§ **Your goal**
Copy out each line below that has the word "attestations" in it.

§ **Material for this task**
%%
PR #1540, opened 2020-09-14
Separate fork choice

wemeetagain:
part of #1517 

state regeneration saved for a separate PR
other updates already made in in #1537 and #1538

- Block processing refactored slightly
  - `runStateTransition` and other utilities moved to `src/chain/blocks/stateTransition.ts`
- Block/state archival tasks refactored
  - they are now both triggered by the `forkChoice:finalized` event, the `forkChoice:pruned` event is no more.
  - we also prune state caches, triggered by the `checkpoint` event, but not in a task as its a one-liner
  - block archival no longer loads _all_ blocks in `block` repository into memory at once, instead streams
  - block archival strategy, run before fork choice pruning
    - stream all blocks in `block` repository, one by one
    - if the block is more recent than the finalized block, ignore
    - if the finalized block is a descendant of the block, store in the blockArchive
    - delete all un-ignored blocks
  - state archival now archives the finalized state from `checkpointStateCache` (these will be candidates for weak subjectivity :) )
- Add `@chainsafe/lodestar-fork-choice` package
  - split into two 'levels', protoArray, and forkChoice
  - protoArray - the block dag, not much else
  - forkChoice
    - provides an interface very close to the spec
    - includes an `IForkChoiceStore`, very similar to `Store` in the spec -- this is implemented in the lodestar package with knowledge of the `ChainEventEmitter`
    - stores votes, balances, queued attestations
  - Attestation weighting is completely different than before
    - Instead of feeding attestations in with weights attached per attestation, we feed in something like a `LatestMessage` from the spec.
    - attestations are reweighted all-at-once, using `forkChoice.updateBalances`. Using `epochContext.epochProcess`, this is fast, lots of the work was already done as part of epoch processing.
    - attestation reweighting is triggered by the `forkChoice:justified` event.


packages/lodestar/src/chain/chain.ts
```diff
@@ -328,35 +331,51 @@ export class BeaconChain implements IBeaconChain {
...
+      if (this.config.types.Root.equals(blockHeader.stateRoot, ZERO_HASH)) {
+        blockHeader.stateRoot = anchorState.hashTreeRoot();
+      }
+      const finalizedCheckpoint = {
+        root: this.config.types.BeaconBlockHeader.hashTreeRoot(blockHeader),
+        epoch: computeEpochAtSlot(this.config, anchorState.slot),
+      };
+      const justifiedCheckpoint = {
+        root: this.config.types.BeaconBlockHeader.hashTreeRoot(blockHeader),
+        epoch: computeEpochAtSlot(this.config, anchorState.slot) + 1,
```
%%
§ **Response**
    - stores votes, balances, queued attestations
    - Instead of feeding attestations in with weights attached per attestation, we feed in something like a `LatestMessage` from the spec.
    - attestations are reweighted all-at-once, using `forkChoice.updateBalances`. Using `epochContext.epochProcess`, this is fast, lots of the work was already done as part of epoch processing.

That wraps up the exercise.